Speech recognition reproducibility

facebookresearch / fairseq

Facebook AI Research Sequence-to-Sequence Toolkit written in Python.

MIT License

30.63k stars 6.42k forks source link

Speech recognition reproducibility #1139

Open Bobrosoft98 opened 5 years ago

Bobrosoft98 commented 5 years ago

Hi,

I am having trouble reproducing the speech recognition results. With the default settings, the model stagnates at 25% train accuracy. By employing a different optimizer, increasing the batch size and tuning the lr, I was able to reach 8% WER, but that is far from the claimed 5% without tuning.

Could you please provide additional info about your configuration (the model and number of GPUs, the total batch size), or even better: logs and/or model checkpoints?

Thank you.

huihuifan commented 5 years ago

@okhonko

carlosep93 commented 5 years ago

Hi,

I'm having similar results on 1 GPU for a different dataset. Could you share with us the parameters you used to improve the results?

Thank you

alexbie98 commented 5 years ago

hi, i was having similar issues but was able to do better with the default settings on one gpu by simulating the larger batch size with --update-freq 16

Bobrosoft98 commented 5 years ago

@alexbie98 I actually used this parameter when training on 1 GPU, and it didn't help. Can you elaborate on "do better"? Did you replicate the paper's WER?

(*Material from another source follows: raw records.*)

PR #102, opened 2025-04-18
fix gemma3 in fp16

awni:
Thanks @Blaizzy for pointing out the fix for fp16.


angeloskath (approved):
🚀

Blaizzy:
My pleasure ❤️💪🏾

This should solve the problem!

No need to re-upload the model weights in bf16

PR #107, opened 2025-04-19
Patch tokenizer utils to match MLX-VLM

Blaizzy:
This PR will allow mlx-vlm to use mlx-lm's tokenizer_utils directly instead of duplicating.

### DIFF
--- a/mlx_lm/tokenizer_utils.py
+++ b/mlx_lm/tokenizer_utils.py
@@ -1,4 +1,5 @@
 import json
+from json import JSONDecodeError
 from functools import partial
 from typing import List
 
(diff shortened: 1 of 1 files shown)


mlx_lm/tokenizer_utils.py
```diff
@@ -341,7 +342,7 @@ def _is_bpe_decoder(decoder):
     return isinstance(decoder, dict) and decoder.get("type", None) == "ByteLevel"
 
 
-def load_tokenizer(model_path, tokenizer_config_extra={}, eos_token_ids=None):
+def load_tokenizer(model_path, tokenizer_config_extra={}, return_tokenizer=True, eos_token_ids=None):
```
awni, line 345: What's the purpose of that flag?

Blaizzy: MLX-VLM uses the processor so I only need the detokenizer class and not the tokenizerwrapper class.

awni: What about the eos token ids? Do you manage those separately? They are part of the `TokenizerWrapper` and pretty important for the stopping condition.

Blaizzy: Yes, I manage them separately at the processor level.

Precisely, I've created a stopping criteria class. It does the same, but also allows users to pass custom tokens or a callable.

PRs:
- https://github.com/Blaizzy/mlx-vlm/pull/310
- https://github.com/Blaizzy/mlx-vlm/pull/307

awni:
Can you run the format hooks? O/w good to go here.

Blaizzy:
Awesome, Done ✅

awni (approved):
Thanks @Blaizzy glad you are moving towards using more mlx-lm!! That will simplify stuff a lot.

Blaizzy:
My pleasure! ❤️💪🏾

Indeed it will simplify a lot and it's a great way for us to collaborate.

Issue #103, opened 2025-04-19
Bug during inference with large prompt context (16K+) in MOE


ivanfioravanti:
Tested with latest mlx-lm 0.23 and mlx 0.25.
I tried different temperature and max-tokens, on M3 Ultra and M4 Max.

`cat 16k.txt | mlx_lm.generate --model mlx-community/Llama-4-Scout-17B-16E-Instruct-4bit --max-tokens 1000 --prompt -`
Output generation starts well, then it gets stuck and print garbage (same token till end of inference)

![Image](https://github.com/user-attachments/assets/1aaf6bb7-5979-40f8-8116-5fb4b423e827)

Attached the file used for testing, first chapter of public domain Pride & Prejudice. It works well till 8K
[16k.txt](https://github.com/user-attachments/files/19819663/16k.txt)

Issue is not present with non -MOE models: 
` cat 16k.txt | mlx_lm.generate --model mlx-community/gemma-3-27b-it-qat-4bit --max-tokens 1000 --prompt -`

awni:
This was broken in mlx==0.24.1 so I don't think it's related to the recent MoE update and in fact may not be related to MoE at all. It's more likely an issue with Llama4. Will investigate.

PR #108, opened 2025-04-19
fix llama4 cache

awni:
Closes https://github.com/ml-explore/mlx-lm/issues/103

@Blaizzy another good thing for you to use in mlx-vlm from mlx-lm are the cache routines. E.g. you'll get the bug fix here if you use them.

### DIFF
--- a/mlx_lm/cache_prompt.py
+++ b/mlx_lm/cache_prompt.py
@@ -148,7 +148,7 @@ def main():
         pass
 
     print()
-    print(f"Peak memory: {mx.metal.get_peak_memory() / 1e9:.3f} GB")
+    print(f"Peak memory: {mx.get_peak_memory() / 1e9:.3f} GB")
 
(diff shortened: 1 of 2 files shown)


angeloskath (approved):
🙏

Blaizzy:
Thanks @awni!

Will do ASAP. Cache routines are 95% complete since v0.1.22.

Just need to migrate ChunkedCache today.

If I remember correctly I copied it last week because MLX-LM release with llama 4 wasn't out yet so it would break my release.

awni:
> If I remember correctly I copied it last week because MLX-LM release with llama 4 wasn't out yet so it would break my release.

Makes sense. You can always let us know if you need a urgent release for mlx-lm.. it's easy to do a patch release.

Blaizzy:
Thanks, that's great to know ❤️

I will surely do that

PR #110, opened 2025-04-20
Adding support for XTC (eXclude Top Choice) 

Dirky14:
XTC (eXclude Top Choice) is a widely used logit processor in the storytelling community in LLM, by removing the most likely tokens from consideration, thus allowing more creativity into the generations. This PR adds XTC support by adapting the text-generation-webui's implementation of the sampler creator p-e-w  to mlx_lm. 

Because it's implemented as a logit processor, it's for now only usable in mlx_lm.server, as mlx_lm.generate doesn't implement them (unless I missed something). I didn't really know if it was intended or not, so I didn't push the generate modifications I did in local.

Since it's my first real open-source contribution, it's certainly not perfect, so I'm open to any improvement suggestions !

### DIFF
--- a/mlx_lm/sample_utils.py
+++ b/mlx_lm/sample_utils.py
@@ -60,6 +60,8 @@ def make_logits_processors(
     logit_bias: Optional[Dict[int, float]] = None,
     repetition_penalty: Optional[float] = None,
     repetition_context_size: Optional[int] = 20,
+    xtc_probability: Optional[float] = 0.0,
+    xtc_threshold: Optional[float] = 0.0,
 ):
     """
     Make logits processors for use with ``generate_step``.
@@ -70,6 +72,9 @@ def make_logits_processors(
         repetition_context_size (int, optional): The number of tokens to
           consider for repetition penalty. Default: ``20``.
         logit_bias (dictionary, optional): Additive logit bias.
+        xtc_probability (float, optional): The probability of applying XTC
+          sampling.
+        xtc_threshold (float, optional): The threshold for XTC sampling.
 
     Returns:
         List[Callable[[mx.array, mx.array], mx.array]]:
@@ -92,6 +97,8 @@ def make_logits_processors(
         logits_processors.append(
             make_repetition_penalty(repetition_penalty, repetition_context_size)
         )
+    if xtc_probability > 0.0:
+        logits_processors.append(make_xtc(xtc_probability, xtc_threshold))
     return logits_processors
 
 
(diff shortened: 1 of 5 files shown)


awni (changes requested):
This looks like a nice implementation and we can definitely add it. A couple things here:
- Please change it from a logits_processor to a sampler. The distinction is a bit subtle.. but I think it makes more sense as a sampler since it doesn't require the past history of tokens
- Please add some tests [here](https://github.com/ml-explore/mlx-lm/blob/main/tests/test_sample_utils.py)

Dirky14:
Just moved my code to sampler. I agree it make more sense like that.
I did tests on edge case (probability = 0 and 1, since otherwise it would be complicated to test, with 2 examples for testing the behavior of "discarding all but the last token above the threshold"). Tell me if I have to change anything, and thanks for your review !

mlx_lm/sample_utils.py
```diff
@@ -219,6 +232,55 @@ def apply_top_p(logits: mx.array, top_p: float) -> mx.array:
...
+    # removed by XTC sampling
+    special_tokens_mask = mx.zeros(indices_to_remove.shape[1], getattr(mx, "bool_"))
+    special_tokens_mask[special_tokens_ids] = True
+    indices_to_remove = mx.logical_and(
+        indices_to_remove, mx.logical_not(special_tokens_mask)
+    )
+
+    logits_edited = mx.where(indices_to_remove, -float("inf"), logits)
+
+    return mx.where(mx.random.uniform(0, 1) >= xtc_probability, logits, logits_edited)
```
angeloskath, line 281: I think a much simpler way to get the `indices_to_remove_mask` is 

```python
probs = mx.softmax(logits, axis=-1)
indices_to_remove = probs > (probs + probs < xtc_threshold).min()
```

so I think the whole implementation can be

```python
def apply_xtc(logits, xtc_probability, xtc_threshold, special_tokens_ids):
    # we can avoid the softmax if logits is already normalized
    mask = probs > (probs + probs < xtc_threshold).min()
    mask[special_tokens_ids] = False
    return mx.where(
        mx.random.uniform(0, 1) > xtc_probability,
        logits,
        mx.where(mask, -mx.inf, logits),
    )
```

this deviates from the original in the following way, when the probability closest to the threshold is the same for many tokens then the original would only keep 1 vs this will keep all that have that exact probability value. It should be both rare and useful I think.

Dirky14: Thanks for the review ! A few notes after checking the discussion of the implementation in llamacpp : 

- It seems like there is a difference between the original implementation and the llamacpp one. The llamacpp (and, in fact, the original proposal of the author, since it was changed later in the PR) ones doesn't remove the EOS/newline tokens from the mask. Apparently, some tests were done and nobody saw a degradation of the quality of the generations between the two implementations. However, it could impact the generation length, as EOS tokens would have a probability near 1, and would be slashed by XTC if we don't remove them from the mask, so I think it would be preferable to keep special token ids exclusion.

- I agree that your implementation is clearly simpler. However, I'm not sure if a sampler should act differently between inference systems (even if there is an exception here for the EOS tokens exclusion). If you think it's an acceptable difference, I will change the tests and the code accordingly for the sake of the simplicity.

angeloskath: I think it is worth it given the huge gap in readability and low probability of it affecting the experience, meaning it is unlikely for the large probability tokens to have exactly the same probability.

Dirky14: I applied your suggestion then, just edited a bit the code (I tested your implementation, and it switched every probs to -inf, and the mask[special_tokens_ids] = False was producing gibberish output on some of my prompt tests). Don't hesitate to tell me if you have any other suggestions/modifications to make. Thanks again for the review !

angeloskath: Hey thanks for doing the additions, no need for the added complexity I just missed some parentheses around the comparison.

```python
mask = probs > (probs + (probs < xtc_threshold)).min()
```

doing this with where (as you have it) is also fine

```python
```

For the rest I like the if check but no need for merging masks or anything just add the ellipsis
```python
if special_tokens_ids:
    mask[..., special_tokens_ids] = False
```

angeloskath (approved):

angeloskath:
@awni I think it requires your approval since you requested changes. So feel free to approve and merge whenever you want.

awni (approved):
LGTM!

PR #114, opened 2025-04-22
Try and scan only mlx compatible LLMs

awni:
For clients which use the models endpoint of mlx-lm.server it helps to try and only find LLMs to avoid cluttering the list with useless/incompatible repo ids.

### DIFF
--- a/mlx_lm/_version.py
+++ b/mlx_lm/_version.py
@@ -1,3 +1,3 @@
 # Copyright © 2023-2024 Apple Inc.
 
-__version__ = "0.23.0"
+__version__ = "0.23.1"
--- a/mlx_lm/server.py
+++ b/mlx_lm/server.py
@@ -680,10 +680,18 @@ class APIHandler(BaseHTTPRequestHandler):
         self._set_completion_headers(200)
         self.end_headers()
 
+        files = ["config.json", "model.safetensors.index.json", "tokenizer_config.json"]
+
+        def probably_mlx_lm(repo):
+            if repo.repo_type != "model":
+                return False
+            file_names = {f.file_path.name for f in repo.refs["main"].files}
+            return all(f in file_names for f in files)
+
         # Scan the cache directory for downloaded mlx models
         hf_cache_info = scan_cache_dir()
         downloaded_models = [
-            repo for repo in hf_cache_info.repos if "mlx" in repo.repo_id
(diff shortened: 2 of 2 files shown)


angeloskath (approved):
👍

BenceSzalai:
I've found this from #130.

This change eliminated valid models from the response of the `/models` endpoint.

I've tested and some older models, which have a `weights.00.safetensors` file instead of `model.safetensors.index.json` , and they work perfectly fine, so they should?/could be listed, but they are no longer after this change.

I guess the check should be more like, to not render some models unavailable for some clients:

```py
        files = ["config.json", "tokenizer_config.json"]

        def probably_mlx_lm(repo):
            if repo.repo_type != "model":
                return False
            file_names = {f.file_path.name for f in repo.refs["main"].files}
            return all(f in file_names for f in files) and ("model.safetensors.index.json" in file_names or "weights.00.safetensors" in file_names)
```

Let me know if I should make a PR / please forgive my ignorance if I miss some reason for the other format models should be no longer listed. (In which case probably they should be marked on hugging-face as deprecated format or sg as it can be quite confusing, also makes selecting models a bit more tedious, as before downloading one should check the format of the files, whereas [mlx-community](https://huggingface.co/mlx-community) kind of suggest that the models there should work with MLX.)

EDIT: Sorry, just seen your comment under #130 just now, after posting this. So I guess listing a model that does not work is still better than not listing a model, that otherwise would work if were listed.

awni:
> So I guess listing a model that does not work is still better than not listing a model, that otherwise would work if were listed.

In this case it's only very old models (like more than a year old) that won't be listed which is why I'm not that worried about it. On the one hand it's a trivial change to make like what you posted above. On the other hand.. I kind of want to encourage people to use newer models (as in more recently converted) since our quantization has improved and we can standardize the format.

awni:
> whereas mlx-community kind of suggest that the models there should work with MLX.

Note: not every model in mlx-community works with mlx-lm and a model doesn't have to be in mlx-community to work with mlx-lm. There are all sorts of other models in the mlx-community like VLMs, speech and audio models, etc. That's why the most accurate solution is to check the config.json model type.

BenceSzalai:
How about adding a warning to console if a model found with "weights.00.safetensors" saying sg. like:

"The format of this model is outdated. Please use a newer model or make a fresh conversion from the original model to utilize the benefits of the latest format."

I can make a PR for it if you have no objections.

PR #115, opened 2025-04-23
Update AWQ docs to include default values

ivanfioravanti:
Default options included to clarify that 3bit quantization is deafult.


awni:
I think maybe it's worth updating the default to 4bit as it is more expected and still works a lot better than 3 bit.

ivanfioravanti:
I totally agree. 4bit would be better.

awni:
Ok I changed the defaults herre. Thanks for the PR @ivanfioravanti !

awni (approved):

PR #116, opened 2025-04-23
Add Baichuan M1 Model

cmcmaster1:
As the name says, added the Baichuan M1 architecture (see https://huggingface.co/baichuan-inc/Baichuan-M1-14B-Instruct).


cmcmaster1:
There are some issues I've found. I'll reopen when I've fixed them.

cmcmaster1:
Fixed. It wasn't working for multiturn. Works now.

awni:
Thanks for the addition. I pushed a couple changes to your branch.

I think the main thing we need to sort out is the handling of the "convolution" in the attention layer. There are two problems I see there:
1. Everything is loops  when it should be vectorized as much as possible
2. The state should not be held by the model but by the cache

The second will either require a new cache type or some way of storing an arbitrary payload on the base cache.

I'm happy to help with either or both of these. Let me know how you'd like to proceed.

awni:
Ok I worked on 1 and 2 a bit. Simplified the conv implementation and got rid of the loops. Added a cache list class so we can have the a conv cache and kv cache for the same block.

awni (approved):
Thanks for the addition! Will merge once the tests clear.

cmcmaster1:
Thanks! You did all of that while I was sleeping. I did refactor to a vectorized version of the convolution, but given W=2 it didn't really make any difference and it looked ugly. But yours is much cleaner than mine. Thanks for fixing my code and merging so quickly! I've tested it out and it's genuinely the best medical model for its size.

ccckblaze:
how about baichuan M2? @cmcmaster1

PR #117, opened 2025-04-23
During model conversion, default dtype to config.json torch_dtype

neilmehta24:
When converting models, if the `dtype` argument is unspecified, load the weights as specified in the config.json `torch_dtype`. If `torch_dtype` key is not found or the value is unrecognized, fallback to the model weights' dtype. The conversion CLI will still respect the user's `--dtype` argument if they wish to override this behavior


awni (approved):
Looks awesome, thanks!!

PR #120, opened 2025-04-24
Add top-k sampling switch to the generate CLI

neilmehta24:
Add a `--top-k` parameter to the `mlx_lm generate` CLI tool. Also, update the default `make_sampler` top-k parameter to `0`, to be consistent across the code base.


awni:
Nice contribution! Could you rebase this on main @neilmehta24 and then I can run the tests? (Just landed another sampler `xtc` which is causing the conflict).

PR #941, opened 2026-03-02
Support KV cache quantization with continuous batching

ochafik:
## Summary

- Add `QuantizedKVCache.merge()` — dequantizes to float, delegates to `BatchKVCache.merge()`, enabling quantized caches to participate in batch generation
- Add `quantize_config` parameter to `BatchKVCache.extract()` — extracted caches can be re-quantized as `QuantizedKVCache` for memory-efficient LRU storage
- Wire `kv_bits`/`kv_group_size` through `BatchGenerator` so callers can opt into quantized cache storage
- Add `QuantizedKVCache.size()` for consistency with other cache types

Currently `QuantizedKVCache` and `BatchGenerator` are mutually exclusive (the `is_batchable` guard rejects `kv_bits`). This PR adds the missing `merge()` support so they can work together. The approach keeps batch computation in float (short-lived, needed for padding/concatenation) and only quantizes on extract (long-lived LRU storage), which is where memory savings matter most.

## Test plan

- [x] 5 new tests covering merge, extract with quantization, roundtrip, empty cache merge, and `size()`
- [x] All 25 tests pass (`tests/test_prompt_cache.py`)
- [x] No changes to existing test behavior

### DIFF
--- a/mlx_lm/generate.py
+++ b/mlx_lm/generate.py
@@ -879,8 +879,8 @@ class Batch:
         for c, o in zip(self.cache, other.cache):
             c.extend(o)
 
-    def extract_cache(self, idx):
-        return [c.extract(idx) for c in self.cache]
+    def extract_cache(self, idx, quantize_config=None):
+        return [c.extract(idx, quantize_config=quantize_config) for c in self.cache]
 
 
 def _make_cache(model, left_padding, max_kv_size):
@@ -890,7 +890,7 @@ def _make_cache(model, left_padding, max_kv_size):
     """
 
     def to_batch_cache(c):
-        if type(c) is KVCache:
+        if type(c) is KVCache or type(c) is QuantizedKVCache:
             return BatchKVCache(left_padding)
         elif isinstance(c, ArraysCache):
             c.left_padding = mx.array(left_padding)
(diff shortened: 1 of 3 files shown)


angeloskath:
This is interesting albeit a bit weird.

Basically all the computation is done in fp16 but the storage is done quantized. Could be useful but generally speaking there should be a BatchQuantizedKVCache that also does the computation quantized a) so that perf doesn't degrade after every turn b) so that long context (largely memory bound) is faster.

adurham:
+1 on the underlying need — we're hitting the exact same `AttributeError` in production on a multi-node exo cluster running long-context inference (`QuantizedKVCache` + `BatchGenerator` event-log replay). Carrying a near-identical `merge()` patch as a fork bandaid.

Re @angeloskath's redesign comment: happy to help drive a `BatchQuantizedKVCache` if this PR has stalled. We have an in-flight quantized SDPA kernel on the mlx side (operates on packed K/V, no per-call dequantization) which would back the "compute stays quantized" half with a real kernel rather than a fallback. Would land naturally as a two-PR series — mlx kernel → `BatchQuantizedKVCache` using it.

Happy to either contribute on top of this PR or open a follow-up, whichever the maintainers prefer.

zcbenz:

@carlosep93 My parameters were: --optimizer adam --lr 5e-4 --fp16 --memory-efficient-fp16 --warmup-updates 2500 --update-freq 4

I also changed the batching logic to pack as much data on each GPU as possible, resulting in the average batch size 670 for all 8 GPUs. Only after that it started properly training.

alexbie98 commented 5 years ago

right now it's at 96% train acc/91.7% valid acc after training for 5 days (epoch 31). Have not yet matched the reported WER, getting 9.9 on the current checkpoint. The loss/acc plateaus for a bit before dropping quite low.

https://i.imgur.com/XBL1TZo.png

Bobrosoft98 commented 5 years ago

Wow, that looks nice! What batch size do you have? Also, could you share the accuracy plot?

alexbie98 commented 5 years ago

https://i.imgur.com/dKadcXq.png

The effective batch size is 80k. My training command is the same as the one in the repo with --update-freq 16

Bobrosoft98 commented 5 years ago

Thanks for providing the plot! Are you sure about 80k? I think, the whole librispeech train set has around 200k utterances, which means 3 batches per epoch in your case.

alexbie98 commented 5 years ago

sorry 80k tokens*, using the default command's --max-tokens 5000 with --update-freq 16, the average number of sentences is around 60

edosyhptra commented 3 years ago

https://i.imgur.com/dKadcXq.png

The effective batch size is 80k. My training command is the same as the one in the repo with --update-freq 16 sorry for oot reply,

Could you share how do you plot the training accuracy?

alexbie98 commented 3 years ago

https://i.imgur.com/dKadcXq.png The effective batch size is 80k. My training command is the same as the one in the repo with --update-freq 16 sorry for oot reply,

Could you share how do you plot the training accuracy?

If I recall correctly, specifying a directory to --tensorboard-logdir will generate these plots viewable from tensorboard. I haven't used this a while though.

stale[bot] commented 3 years ago

This issue has been automatically marked as stale. If this issue is still affecting you, please leave any comment (for example, "bump"), and we'll keep it open. We are sorry that we haven't been able to prioritize it yet. If you have any new additional information, please include it with your comment!